As I’ve been traveling through “True Friend,” the latest Take Up & Read scripture study, I’ve been thinking a lot about how my views of friendship have changed throughout my life. I have a few scant memories of my earliest neighborhood friends in McHenry, Illinois – a wispy, freckled girl named Chelsea as well as visions of another freckled face framed with dark hair that belonged to a girl named Katie.
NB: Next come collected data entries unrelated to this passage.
PR #424, opened 2020-05-05
Get integ tests passing again

jamesonwilliams:
This single PR is composed of three git commits, which are only related by a common goal of re-instating _passing tests_.

1. A recent change to refactor date/time handling changed the serialization strategy for `java.util.Date`. However, the integration tests rely on a set of existing Model classes, in `testmodels`, that require the old strategy. To re-enable the AWS API Plugin instrumentation tests, this PR re-instates the original behavior of the _`Date`_ type. To accomodate the new improvements that had been made, a new _`AWSTimestamp`_ type it added. It will behave how the _new_ use of `Date` _would_ have, and the Amplify CLI should code-gen using this new type in place of `Date`. 

2. The method count in the single dex file for the AWS API Plugin instrumentation tests now exceeds the limit of 64k methods. To address this, multi-dex support is added (it is needed only for devices < API 21, which we _do_ target, as our `minSdk` is `16`.)

3. Ignore a flaky storage around pause/resume.

### DIFF
--- a/aws-api/src/main/java/com/amplifyframework/api/aws/GsonListDeserializer.java
+++ b/aws-api/src/main/java/com/amplifyframework/api/aws/GsonListDeserializer.java
@@ -1,0 +1,89 @@
+/*
+ * Copyright 2019 Amazon.com, Inc. or its affiliates. All Rights Reserved.
+ *
+ * Licensed under the Apache License, Version 2.0 (the "License").
+ * You may not use this file except in compliance with the License.
+ * A copy of the License is located at
+ *
+ *  http://aws.amazon.com/apache2.0
+ *
+ * or in the "license" file accompanying this file. This file is distributed
+ * on an "AS IS" BASIS, WITHOUT WARRANTIES OR CONDITIONS OF ANY KIND, either
+ * express or implied. See the License for the specific language governing
+ * permissions and limitations under the License.
+ */
+
+package com.amplifyframework.api.aws;
+
+import com.google.gson.JsonArray;
+import com.google.gson.JsonDeserializationContext;
+import com.google.gson.JsonDeserializer;
+import com.google.gson.JsonElement;
+import com.google.gson.JsonObject;
+import com.google.gson.JsonParseException;
+
+import java.lang.reflect.ParameterizedType;
+import java.lang.reflect.Type;
+import java.util.ArrayList;
+import java.util.List;
+
+/**
+ * Custom list deserializer since some lists come back not as an array of the items but as an object which contains
+ * an items property with the list of items and a nextToken property for pagination purposes.
+ */
+final class GsonListDeserializer implements JsonDeserializer<List<Object>> {
+    private static final String APP_SYNC_ITEMS_KEY = "items";
+
+    @Override
+    @SuppressWarnings("unchecked") // Cast to Class<Object> for templateClassType
+    public List<Object> deserialize(JsonElement json, Type typeOfT, JsonDeserializationContext context)
+            throws JsonParseException {
+
+        // Because this is a list and typeOfT is ParameterizedType we can be sure this is a safe cast.
+        final Class<Object> templateClassType;
+        if (typeOfT instanceof ParameterizedType) {
+            templateClassType = (Class<Object>) ((ParameterizedType) typeOfT).getActualTypeArguments()[0];
+        } else {
+            throw new JsonParseException("Expected a parameterized type during list deserialization.");
+        }
+
+        // If the json we got is not really a List and this List has a generics type...
+        if (json.isJsonObject()) {
+            JsonObject jsonObject = json.getAsJsonObject();
+
+            // ...and it is in the format we expect from AppSync for a list of objects in a relationship
+            if (jsonObject.has(APP_SYNC_ITEMS_KEY) && jsonObject.get(APP_SYNC_ITEMS_KEY).isJsonArray()) {
+                List<Object> response = new ArrayList<>();
+                JsonArray items = jsonObject.get(APP_SYNC_ITEMS_KEY).getAsJsonArray();
+
+                if (items.size() == 0) {
+                    return null;
+                } else {
+                    for (JsonElement item : items) {
+                        response.add(context.deserialize(item, templateClassType));
+                    }
+
+                    return response;
+                }
+            } else {
+                throw new JsonParseException(
+                    "Got JSON from an API call which was supposed to go with a List " +
+                    "but is in the form of an object rather than an array. It also is not in the standard " +
+                    "format of having an items property with the actual array of data so we do not know how " +
+                    "to deserialize it."
+                );
+            }
+        } else if (json.isJsonArray()) {
+            final List<Object> items = new ArrayList<>();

Then when I was 8, we moved to Georgia and I met Stephanie and Mari. Mari would become one of my lifelong friends; we chatted on the phone just this week and have plans for a coffee date in the next few days. Stephanie and I eventually lost touch. That happens with some friends, and that’s okay. I still cherish all the memories I have of us together, and I’ll always be thankful for her friendship. Last I heard she was living a fast-paced life as a Secret Service agent. Meanwhile, I’m back at the ranch with a house full of kids.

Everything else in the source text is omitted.